That's a lot of DEBUG data!

Running the file through llvm-strip --strip-debug removes all the DEBUG sections, and we are left with a 3.1KB file, that libbpf accepts.

Preparing to load BPF

I mentioned before a generic loader, this was a small utility I used to validate multiple BPF programs on my host system.

The details are not too interesting, but it boils down to

obj = bpf_object__open_file(argv[1], NULL);
err = bpf_object__load(obj);
bpf_object__for_each_program(prog, obj) {
    const char *prog_name = bpf_program__name(prog);
    const char *sec_name = bpf_program__section_name(prog);

    printf("  - %s (section: %s) ... ", prog_name, sec_name);
    struct bpf_link *link = bpf_program__attach(prog);
}

However, in this scenario, we want to run the BPF program in a VM, not on my host system.

Also, we need to manage the VM from this program, send messages, thread, etc.
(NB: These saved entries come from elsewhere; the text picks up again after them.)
PR #85120, opened 2022-03-18
Support GeoJSON for geo_point

craigtaverner:
Support GeoJSON for points when the mapper specifies geo_point.

Closes #47815
Closes #84599

PR #85442, opened 2022-03-29
Support 'GeoJSON' in CartesianPoint for 'point'

craigtaverner:
This is done by using a common parser with GeoPoint (and 'geo_point').

In addition, we refactored away the pattern of creating the point high
in the stack and modifying it deep in the stack. Instead, we create the
points low in the stack. This leads to much simpler code. There are a
few cases of increased object creation, but they seem very slight:

- The GeoBoundingBox class uses it to extract the bounds
- The GeoPointFieldScript used a shared point for repeated use

This PR enhanced the work done in https://github.com/elastic/elasticsearch/pull/85120

### DIFF
--- a/server/src/main/java/org/elasticsearch/common/geo/GenericPointParser.java
+++ b/server/src/main/java/org/elasticsearch/common/geo/GenericPointParser.java
@@ -1,0 +1,271 @@
+/*
+ * Copyright Elasticsearch B.V. and/or licensed to Elasticsearch B.V. under one
+ * or more contributor license agreements. Licensed under the Elastic License
+ * 2.0 and the Server Side Public License, v 1; you may not use this file except
+ * in compliance with, at your election, the Elastic License 2.0 or the Server
+ * Side Public License, v 1.
+ */
+
+package org.elasticsearch.common.geo;
+
+import org.elasticsearch.ElasticsearchParseException;
+import org.elasticsearch.xcontent.XContentParser;
+import org.elasticsearch.xcontent.XContentSubParser;
+
+import java.io.IOException;
+import java.util.ArrayList;
+import java.util.LinkedHashMap;
+import java.util.List;
+import java.util.Locale;
+import java.util.Map;
+import java.util.function.Function;
+
+import static org.elasticsearch.common.Strings.collectionToDelimitedString;
+
+/**
+ * This class can parse points from XContentParser and supports several formats:
+ * @param <T> type of point to produce (either geographic or cartesian)
+ */
+public abstract class GenericPointParser<T> {
+    private static final String X_FIELD = "x";
+    private static final String Y_FIELD = "y";
+    private static final String Z_FIELD = "z";
+    private static final String GEOHASH = "geohash";
+    private static final String TYPE = "type";
+    private static final String COORDINATES = "coordinates";
+    private final Map<String, FieldParser<?>> fields;
+    private final String mapType;
+    private final String xField;
+    private final String yField;
+
+    private abstract static class FieldParser<T> {
+        final String name;
+
+        abstract T parseField(XContentSubParser subParser) throws IOException;
+
+        private FieldParser(String name) {
+            this.name = name;
+        }
+
+        @Override
+        public String toString() {
+            return this.name;
+        }
+    }
+
+    private static class StringFieldParser extends FieldParser<String> {
+
+        private StringFieldParser(String name) {
+            super(name);
+        }
+
+        @Override
+        String parseField(XContentSubParser subParser) throws IOException {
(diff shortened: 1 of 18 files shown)


server/src/main/java/org/elasticsearch/script/GeoPointFieldScript.java
```diff
@@ -80,8 +80,6 @@ public interface LeafFactory {
         GeoPointFieldScript newInstance(LeafReaderContext ctx);
     }
 
-    private final GeoPoint scratch = new GeoPoint();
-
```
iverase, line 84: I think we should not be creating a GeoPoint per document here. I wonder if this case invalidates the approach of creating the objects at the end of the stack.

server/src/main/java/org/elasticsearch/common/geo/GenericPointParser.java
```diff
@@ -0,0 +1,271 @@
...
+
+/**
+ * This class can parse points from XContentParser and supports several formats:
+ * @param <T> type of point to produce (either geographic or cartesian)
+ */
+public abstract class GenericPointParser<T> {
+    private static final String X_FIELD = "x";
+    private static final String Y_FIELD = "y";
+    private static final String Z_FIELD = "z";
+    private static final String GEOHASH = "geohash";
```
iverase, line 33: geohash only makes sense for geo which makes it difficult to have it as a generic?

server/src/main/java/org/elasticsearch/common/geo/GenericPointParser.java
```diff
@@ -0,0 +1,271 @@
...
+
+import static org.elasticsearch.common.Strings.collectionToDelimitedString;
+
+/**
+ * This class can parse points from XContentParser and supports several formats:
+ * @param <T> type of point to produce (either geographic or cartesian)
+ */
+public abstract class GenericPointParser<T> {
+    private static final String X_FIELD = "x";
+    private static final String Y_FIELD = "y";
```
iverase, line 31: I would expect this pameters to be`ParseField` objects, any reason why you prefer not to use them?

iverase (changes requested):
I am having troubles with this approach as I see two main issues:

~~1) The idea of a generic point parser is nice but it breaks on the geohash parameter. This only makes sense in Geo so we might need to add special handling for this.~~ I see we can handle this case easily

~~2) Creating a point per parse call simplifies the code but it is going to make the runtime field more inefficient in some cases. I am wondering if that invalidates the approach. Maybe we should still allow the current approach?~~ We spoke offline and in this case, we are parsing the point from source so the effect can be considered negligible.

x-pack/plugin/spatial/src/main/java/org/elasticsearch/xpack/spatial/common/CartesianPoint.java
```diff
@@ -157,124 +156,33 @@ public String toString() {
...
-            String val = parser.text();
-            return point.resetFromString(val, ignoreZvalue);
-        } else {
-            throw new ElasticsearchParseException("point expected");
-        }
+        return cartesianPointParser.parsePoint(parser, ignoreZValue, value -> {
+            CartesianPoint point = new CartesianPoint();
+            point.resetFromString(value, ignoreZValue);
+            return point;
+        }, value -> null);
```
iverase, line 182: Instead of null, Should be throw an IllegalArgumentException here?

server/src/main/java/org/elasticsearch/common/geo/GenericPointParser.java
iverase: see https://github.com/elastic/elasticsearch/pull/85442#discussion_r855104508

server/src/main/java/org/elasticsearch/common/geo/GenericPointParser.java
iverase: fair anough

x-pack/plugin/spatial/src/main/java/org/elasticsearch/xpack/spatial/common/CartesianPoint.java
craigtaverner: It was already throwing an exception. The list of valid fields is checked much earlier. I've added a number of tests to assert on the actual exception that should be thrown for all the possible invalid formats. One thing the new test shows is that seemingly similar things (like test for NaN) are tested quite differently (and produce different error messages) for different code paths (geojson parser, compared to string parser, compared to array parser). I've not attempted to unify the error messages, for backwards compatibility, but just assert that the expected errors are thrown.

iverase (approved):
LGTM

PR #85018, opened 2022-03-16
Add test showing over allocation of partially/fully mounted indices on cold/frozen node

tlrx:
This pull request adds a basic test to show that partially/fully mounted indices can be overallocated to a frozen/cold data node if the disk usages cluster information are not recent enough.

PR #85445, opened 2022-03-29
Sync cluster service information when mounting a searchable snapshot

arteam:
Because of the delay in updating the cluster service info (happens every in 15s), we can have outdated information about the free space on disk in `DiskThresholdDecider` when we check whether it's possible to allocate an index. One possible solution for this would be to try to refresh the cluster service info during the preparation of a new searchable snapshot.

Fixes #85018


arteam:
@elasticmachine update branch

arteam:
@elasticmachine update branch

arteam:
@elasticmachine update branch

x-pack/plugin/searchable-snapshots/src/main/java/org/elasticsearch/xpack/searchablesnapshots/action/TransportMountSearchableSnapshotAction.java
```diff
@@ -250,6 +254,8 @@ protected void masterOperation(
                 dataTierAllocationSetting.get(indexSettings);
             }
 
+            clusterInfoService.syncClusterInfo();
```
fcofdez, line 257: I think this do not fixes the issue, at this point the index is not mounted yet. I think this pass the test as the implementation in `InternalClusterInfoService#syncClusterInfo` triggers an async operation and at the point it refreshes the information the index is already mounted I think?

PR #85446, opened 2022-03-29
[ML] fix bug where certain trained model deployments failed with "Object cannot be set twice!"

benwtrent:
When an allocation fails for a given model, we retry that allocation. We only do this in certain failure paths.

But, if an allocation makes it as far as setting the model config, we will attempt to set the model config again on the same task instance. This will throw a Lucene `Object cannot be set twice!` exception.

This commit addresses this bug by using a `trySet`, which is atomic and safe. And then starts tracking the model usage once the config is set.


davidkyle (approved):
LGTM

benwtrent:

| Status | Branch | Result |
|:------:|:------:|:------|
|✅|8.1|[](https://github.com/elastic/elasticsearch/pull/85451)|

### Questions ?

Also, I don't want to add a dynamic linker on the VM. I was not confident to do that in C.

Translating this code to Rust via libbpf-rs was easy, and it mostly looks the same:

let open_obj = ObjectBuilder::default().open_memory(program).unwrap();
let obj = open_obj.load().unwrap();
let mut links: Vec<_> = Vec::new();
for p in obj.progs_mut() {
    let link = p.attach().unwrap();
    links.push(link); // unloads on Drop
}

So far so good, but! By default, the libbpf-sys link dynamically, which I really don't want.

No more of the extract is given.